Bij de aangevallen uitspraak heeft de rechtbank het beroep van appellant tegen het bestreden besluit ongegrond verklaard. De rechtbank heeft daartoe geoordeeld dat niet is gebleken dat de verzekeringsarts de beperkingen van appellant onjuist heeft vastgesteld. Appellant heeft zijn standpunt dat hij op medische gronden ongeschikt is voor werken in dienstverband en vrijwilligerswerk ook niet met medische informatie onderbouwd. Naar het oordeel van de rechtbank is de arbeidsdeskundige bij het opstellen van het Plan van Aanpak dan ook terecht uitgegaan van de door de verzekeringsarts vastgestelde beperkingen en heeft hij tevens terecht aangenomen dat het opstarten van het eigen bedrijf voor appellant niet geschikt was. Ten aanzien van de stelling van appellant dat zijn ex-werkgever moet worden aangesproken heeft de rechtbank vastgesteld dat het dienstverband door de kantonrechter is ontbonden in november 2010. De werkgever heeft geen rol bij het opstellen van een Plan van aanpak nu deze taak op grond van de Wet SUWI bij het Uwv is neergelegd in het geval de betrokkene een ZW-uitkering ontvangt. De vraag of de voormalig werkgever correct heeft gehandeld is derhalve niet relevant voor het opstellen van het Plan van Aanpak.
3.
In hoger beroep heeft appellant herhaald dat hij het er niet mee eens is dat het starten van een eigen onderneming door het Uwv wordt tegengewerkt en een starterskrediet niet tot de mogelijkheden behoort. Verder acht hij zich om medische redenen niet in staat weer te moeten gaan werken voor een werkgever. Ook herhaalt appellant zijn standpunt dat het Uwv zijn ex-werkgever had moeten aanspreken omdat deze in de periode van 2 augustus 2010 tot 28 november 2010 zijn re-integratieverplichtingen niet heeft nageleefd.
4.
De Raad komt tot de volgende beoordeling.
4.1.
In dit geschil is uitsluitend aan de orde de beoordeling van het Plan van Aanpak van
27 mei 2011.
4.2.
De Raad ziet in hetgeen appellant heeft aangevoerd geen reden anders te oordelen dan de rechtbank heeft gedaan. Er bestaat geen aanleiding voor twijfel aan het standpunt van het Uwv dat appellant - gelet op de door de verzekeringsarts vastgestelde beperkingen - ten tijde hier van belang nog niet kon starten met een eigen onderneming. Appellant heeft in dit verband ook zelf tijdens de bezwaarprocedure aangegeven dat zijn behandelaars van mening zijn dat hij daarmee moet wachten tot zijn problemen zijn opgelost.

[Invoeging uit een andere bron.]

PR #2149, opened 2026-03-31
ci: only build when gem changes

thompson-tomo:
This ensures that the all instrumentation gem is only built when it changes as opposed to always.

### DIFF
--- a/.github/workflows/ci-instrumentation.yml
+++ b/.github/workflows/ci-instrumentation.yml
@@ -5,6 +5,11 @@ on:
   push:
     branches:
       - main
+    paths: &path_filters
+      - "instrumentation/all/**"
+      - ".github/workflows/ci-instrumentation.yml"
+      - ".github/actions/**"
+      - "gemspecs/**"
   pull_request:
     branches:
       - main
--- a/.github/workflows/ci-instrumentation.yml
+++ b/.github/workflows/ci-instrumentation.yml
@@ -13,6 +13,7 @@ on:
   pull_request:
     branches:
       - main
+    paths: *path_filters
   merge_group:
   schedule:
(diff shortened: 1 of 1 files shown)


.github/workflows/ci-instrumentation.yml
```diff
@@ -5,9 +5,15 @@ on:
   push:
     branches:
       - main
+    paths: &path_filters
+      - "instrumentation/all/**"
+      - ".github/workflows/ci-instrumentation.yml"
+      - ".github/actions/**"
+      - "gemspecs/**"
```
arielvalentin, line 13: Did we reverse our decision and committed the gemspecs?

thompson-tomo: This is for the post install message and consistency with the other workflows.

This folder contains the file referenced by  https://github.com/open-telemetry/opentelemetry-ruby-contrib/blob/main/instrumentation/all/opentelemetry-instrumentation-all.gemspec#L74

.github/workflows/ci-instrumentation.yml
```diff
@@ -5,9 +5,15 @@ on:
   push:
     branches:
       - main
+    paths: &path_filters
+      - "instrumentation/all/**"
```
arielvalentin: Building the "all" gem is required at the moment before merging.

Are we looking to remove this requirement?

thompson-tomo: Ahh, I had missed that. Yes we should turn that off.

Reason being is we don't need to be building all when we aren't changing either instrumentation or a helper. Note I have updated the path filter to match this.

arielvalentin (approved):

PR #2163, opened 2026-04-05
ci: apt packages in Config file

thompson-tomo:
This moves the definition of required apt packages out of the Workflow and into an apt-packages.txt file which is defined per gem.

This approach ensures if the packages are changed, the pr is labelled accordingly and ensure workflows remain generic.


xuan-cao-swi (approved):

instrumentation/active_storage/test/apt-packages.txt
arielvalentin, line 1: This should go into the `test` directory and not the instrumentation directory.

thompson-tomo: Done.

arielvalentin (approved):

PR #2173, opened 2026-04-07
ci: Run performance and layout checks in RuboCop

kaylareopelle:
The refactor to run Rubocop using NPM in #1974 missed a few Departments: Layout and Performance. This PR makes sure those departments are run as part of the checks.


.github/workflows/ci-markdown-checks.yml
```diff
@@ -108,6 +108,16 @@ jobs:
           set -e # forces exit code to propagate
           npm run check:source:ruby -- --format github
 
+      - name: "Check all ruby files for layout"
+        run: |
+          set -e # forces exit code to propagate
+          npm run check:format:ruby -- --format github
```
thompson-tomo: This would already be covered as part of https://github.com/kaylareopelle/opentelemetry-ruby-contrib/blob/rubocop-performance-layout/.github/workflows/ci-markdown-checks.yml#L167-L168

package.json
```diff
@@ -11,6 +11,7 @@
     "check:lint:markdown": "markdownlint-cli2 '**/*.md'",
     "check:lint:renovate": "renovate-config-validator",
     "check:lint:ruby": "rubocop --only Lint,Naming,Style",
+    "check:performance:ruby": "rubocop --only Performance",
```
thompson-tomo, line 14: We should also have a write command.

And also add performance to both the check & write command.

thompson-tomo (commented):
Sorry for missing performance when I added the commands.

package.json
kaylareopelle: What do you think about adding performance to one of the existing checks rather than making it its own check? We don't have anything other performance checking tools to group it with. Could it fit with `check:source:ruby`?

thompson-tomo: Sure that works for me.

thompson-tomo:
@kaylareopelle are you happy for this to be closed as I have added performance to the check source as discussed.

package.json
```diff
@@ -1,6 +1,6 @@
 {
   "scripts": {
-    "check": "npm run check:lint && npm run check:format && npm run check:links && npm run check:spelling && npm run check:source",
+    "check": "npm run check:lint && npm run check:format && npm run check:links && npm run check:performance:ruby npm run check:spelling && npm run check:source",
```
thompson-tomo:
```suggestion
    "check": "npm run check:lint && npm run check:format && npm run check:links && npm run check:performance:ruby && npm run check:spelling && npm run check:source",
```

kaylareopelle:
Hi @thompson-tomo, thank you for closing this and for implementing it in a separate PR. I'm sorry I lost track of the notification for your comment.

PR #2174, opened 2026-04-07
test: instrumentation/http - improve test coverage to meet 85% threshold

### LINKED ISSUE #2157: Improve http instrumentation test coverage
The coverage of the http instrumentation doesn't meet the expected 85% as calculated by simplecov.

aabhinavvvvvvv:
## Summary

Fixes #2157 — the `http` instrumentation test coverage was below the required 85% threshold due to two silent bugs.

### Root causes

**1. Two connection test files were misnamed**

`stable/connection.rb` and `old/connection.rb` in the test directory did not match the Rakefile's `FileList['test/**/*_test.rb']` glob, so they were never executed.

**2. `old/connection_test.rb` was broken**

The `before` block called `instrumentation.install({})` without setting `OTEL_SEMCONV_STABILITY_OPT_IN=old`. This caused `determine_semconv` to return `'stable'`, prepending `Patches::Stable::Connection` instead of `Patches::Old::Connection`.


kaylareopelle (dismissed):
Thank you for catching this! 🚀

arielvalentin (approved):

thompson-tomo:
Thanks for this @aabhinavvvvvvv could you take another look as coverage is currently being calculated as 61%. Thanks

thompson-tomo:
My apologies @aabhinavvvvvvv it looks like the ci wasn't calculating the coverage as expected hence the discrepancy.

thompson-tomo (approved):

hannahramadan (approved):

PR #2179, opened 2026-04-08
test(rack): run coverage tests in every appraisal

### LINKED ISSUE #2161: Improve rack instrumentation test coverage
The coverage of the rack instrumentation doesn't meet the expected 85% as calculated by simplecov.

aviralgarg05:
## Summary

Fixes [#2161](https://github.com/open-telemetry/opentelemetry-ruby-contrib/issues/2161) by restoring rack test coverage in the appraisal matrix.

The issue here was not missing rack instrumentation behavior. The real problem was that several semconv-specific rack tests were skipping themselves during the CI-style appraisal runs, so large parts of the suite never executed. That caused coverage to drop far below the enforced threshold even though the code paths already had tests written for them.

This change makes those tests run in the appraisals they were meant to cover, so coverage is measured against the full rack suite again.

## What changed

- removed appraisal-name skip guards that prevented rack tests from running in CI
- set `OTEL_SEMCONV_STABILITY_OPT_IN` explicitly in tests that need `old` or `http/dup`
- kept the change limited to the rack test suite
- left production code unchanged

## Why this fixes #2161

[#2161](https://github.com/open-telemetry/opentelemetry-ruby-contrib/issues/2161) is about the rack package not meeting the expected coverage bar and relying on coverage exceptions instead of exercising the intended test paths.

This PR fixes that at the source:

- the `stable` tests now run in stable appraisals
- the `old` tests now run in old appraisals
- the `dup` tests now run in dup appraisals
- shared rack tests no longer skip unnecessarily

With those tests actually running, the appraisal matrix covers the intended semconv branches and the coverage threshold is satisfied without changing the instrumentation implementation.

## Validation

I verified this locally with the rack package workflow:

- ran the full rack appraisal loop across all generated appraisals
- confirmed all appraisals pass with `0 failures`, `0 errors`, and `0 skips`
- confirmed coverage returns to `97.25% (708 / 728)` during the appraisal runs
- ran `bundle exec rake rubocop` in `instrumentation/rack`
- ran `bundle exec rake yard` in `instrumentation/rack`

## Notes

`yard` still reports the same pre-existing documentation warnings already present on the current base branch. This PR does not add or change production behavior, so those warnings were left out of scope.

## Impact

This closes [#2161](https://github.com/open-telemetry/opentelemetry-ruby-contrib/issues/2161) by making rack coverage enforcement meaningful again and ensuring the existing semconv test suite is fully exercised in CI.


xuan-cao-swi (approved):

hannahramadan (approved):
Thank you for fixing this! These changes look good both locally and on CI.

hannahramadan:
Hi @aviralgarg05, we implemented a broad https://github.com/open-telemetry/opentelemetry-ruby-contrib/pull/2272 to how simplecov was reading coverage files. It was overwriting files instead of combining them. After that fix, Rack reported coverage exceeds the threshold from, https://github.com/open-telemetry/opentelemetry-ruby-contrib/issues/2161, so most of the changes in this PR are no longer needed.

However, there's one change worth keeping with an edit: 

```diff
# instrumentation_stable_test.rb‎
- skip unless ENV['BUNDLE_GEMFILE'].include?('http')
+ skip unless ENV['BUNDLE_GEMFILE'].include?('stable')
```

This was silently always true, since no Gemfile contains `http`. 

If you are open reverting all changes and to making that edit, we can accept this PR.

aviralgarg05:
Sure will do it!

aviralgarg05:
Reverted the broader coverage/appraisal changes and kept only the instrumentation_stable_test.rb guard fix, changing the skip check from 'http' to 'stable'.

kaylareopelle (approved):

simi (approved):

kaylareopelle:
Thank you for your contribution, @aviralgarg05! We appreciate your patience with our review!

PR #2182, opened 2026-04-08
chore: cleanup gemfiles

thompson-tomo:
This removes the duplicate references to the logger gem in the gemfiles which are currently generating warnings.


arielvalentin:
I added these because of a warning that it would get removed from gems. Does this mean something else is requiring logger now?

thompson-tomo:
Logger has ended up being added twice to the gemfiles. Most of the time it is 2 lines higher/lower.

arielvalentin (approved):

PR #2190, opened 2026-04-09
ci: skip anthropic instrumentation on JRuby CI

arielvalentin:
## Summary

Add `anthropic` to the JRuby skip list in CI, fixing nightly build failures.

## Motivation

The upstream `anthropic` gem (v1.31.0) has a JRuby load-order bug where `Anthropic::Beta` is not yet defined when `BetaManagedAgentsFileResourceParams` references it at require time, causing `NameError: uninitialized constant Anthropic::Beta`.

This is the same pattern used for 19 other JRuby-incompatible instrumentations.

## Testing

CI-only change — no instrumentation code modified.

## Rollout / Risks

None. Can be reverted if the upstream gem adds JRuby support.

Closes #2187

### DIFF
--- a/.github/workflows/ci-instrumentation-full.yml
+++ b/.github/workflows/ci-instrumentation-full.yml
@@ -158,6 +158,7 @@ jobs:
           [[ "${{ matrix.gem }}" == "rails"                    ]] && echo "skip=true" >> $GITHUB_OUTPUT
           [[ "${{ matrix.gem }}" == "grpc"                     ]] && echo "skip=true" >> $GITHUB_OUTPUT
           [[ "${{ matrix.gem }}" == "gruf"                     ]] && echo "skip=true" >> $GITHUB_OUTPUT
+          [[ "${{ matrix.gem }}" == "anthropic"                 ]] && echo "skip=true" >> $GITHUB_OUTPUT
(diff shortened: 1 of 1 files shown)


.github/workflows/ci-instrumentation-full.yml
```diff
@@ -158,6 +158,7 @@ jobs:
           [[ "${{ matrix.gem }}" == "rails"                    ]] && echo "skip=true" >> $GITHUB_OUTPUT
           [[ "${{ matrix.gem }}" == "grpc"                     ]] && echo "skip=true" >> $GITHUB_OUTPUT
           [[ "${{ matrix.gem }}" == "gruf"                     ]] && echo "skip=true" >> $GITHUB_OUTPUT
+          [[ "${{ matrix.gem }}" == "anthropic"                 ]] && echo "skip=true" >> $GITHUB_OUTPUT
```
thompson-tomo, line 161:
```suggestion
          [[ "${{ matrix.gem }}" == "anthropic"                ]] && echo "skip=true" >> $GITHUB_OUTPUT
```

thompson-tomo (approved):

robbkidd (approved):
choosing to ignore that

PR #2193, opened 2026-04-09
fix(excon): enable SimpleCov coverage merging across appraisal runs

### LINKED ISSUE #2155: Improve excon instrumentation test coverage
The coverage of the excon instrumentation doesn't meet the expected 85% as calculated by simplecov.

nicknikolakakis:
## Summary

- Set a unique `SimpleCov.command_name` per appraisal gemfile so coverage data from each semantic convention mode (stable, old, dup) is preserved and merged rather than overwritten
- This brings combined test coverage from ~58% to 99.19%, meeting the required 85% threshold

### Root cause

The excon instrumentation tests 3 semantic convention modes via separate appraisal gemfiles. Each test run loads code for all 3 modes but only exercises one (the others are skipped based on `BUNDLE_GEMFILE`). Without a unique `command_name`, each run overwrites the previous one's entry in SimpleCov's `.resultset.json`, so coverage never reflects the full test suite.

### Fix

One line in `test_helper.rb` derives a unique `command_name` from `BUNDLE_GEMFILE`:

```ruby
SimpleCov.command_name(ENV.fetch('BUNDLE_GEMFILE', 'default').split('/').last.sub('.gemfile', ''))
```

This produces names like `excon_latest_stable`, `excon_1.3.1_old`, etc., allowing SimpleCov to merge results across all appraisal runs.

### Coverage

| Metric | Before | After |
|--------|--------|-------|
| Per-run coverage | ~58% | ~58% (unchanged per run) |
| Merged coverage | ~58% (overwrites) | **99.19%** (proper merge) |

The 3 remaining uncovered lines (0.81%) are the `rescue StandardError => e` safety nets in each middleware's `handle_response`.

Fixes #2155

## Test plan

- [x] Verified locally: ran all 6 appraisals and confirmed SimpleCov merges coverage to 99.19%
- [x] Verified `SimpleCov.minimum_coverage(85)` passes after merge
- [x] RuboCop passes on the changed file


thompson-tomo:
Thanks for that valuable tip @nicknikolakakis at what could be causing this apparent low coverage. As this is likely to be affecting other gems I have proposed via #2272 to set it at the CI level hence took the pr off the queue. This way all gems benefit from the fix.

instrumentation/excon/test/test_helper.rb
```diff
@@ -5,6 +5,7 @@
 # SPDX-License-Identifier: Apache-2.0
 
 require 'simplecov'
+SimpleCov.command_name(ENV.fetch('BUNDLE_GEMFILE', 'default').split('/').last.sub('.gemfile', ''))
```
thompson-tomo:
```suggestion
```
Would be good to set it at the CI level so all gems benefit aka #2272

thompson-tomo (changes requested):

thompson-tomo (approved):

PR #11030, opened 2022-01-08
docs: fix typos in docs and comments

hyochan:
While playing around with Prisma, I see some typos and fixed them.


packages/cli/src/utils/prompt/utils/deepExtend.ts
```diff
@@ -1,5 +1,5 @@
 // Taken from https://github.com/unclechu/node-deep-extend/blob/master/lib/deep-extend.js
-// es2017-ified by Tim Suchanek, now it's about 2.5 times faster
+// es2017-Simplified by Tim Suchanek, now it's about 2.5 times faster
```
janpio, line 2: I think this was intentional - it should mean "made es2017"

janpio (approved):

packages/cli/src/utils/prompt/utils/deepExtend.ts
hyochan: Oh, my bad 😅  ~!  Reverted it!

millsp (approved):

PR #11043, opened 2022-01-10
feat: bail in generate when Data Proxy is used with Interactive Transactions

ghost:


Jolg42 (commented):
I don't think it's always valid to assume that someone is using the Data Proxy (with Interactive transactions) if the following previewFeatures flags are found `'dataProxy', 'interactiveTransactions'`

A user could have these flags and actually not use the Data Proxy nor Interactive Transactions

cebuladev:
If they don't use them, then removing the flag shouldn't be an issue. I know this may be slightly breaking but breaking on the build step, not in runtime, and given the current usage we think that it's better to bail and communicate there rather than in the runtime.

Met betrekking tot het standpunt van appellant dat hij om medische reden niet meer voor een werkgever zou kunnen werken, wordt de conclusie van de bezwaarverzekeringsarts neergelegd in het rapport van
20 augustus 2013 onderschreven. In de door appellant overgelegde medische informatie van A.C. van Kralingen van 5 juli 2012 is geen psychiatrische stoornis vastgesteld op basis waarvan appellant niet in een dienstverband zou kunnen werken.
5.
Uit hetgeen hiervoor onder 4.1 en 4.2 is overwogen volgt dat het hoger beroep niet slaagt en dat de aangevallen uitspraak dient te worden bevestigd.
6.
Er bestaat geen aanleiding voor een veroordeling in de proceskosten.

BESLISSING

De Centrale Raad van Beroep bevestigt de aangevallen uitspraak.
Deze uitspraak is gedaan door C.P.J. Goorden als voorzitter en J.J.T. van den Corput en
J.S. van der Kolk als leden, in tegenwoordigheid van E. Heemsbergen als griffier. De beslissing is uitgesproken in het openbaar op 19 februari 2014.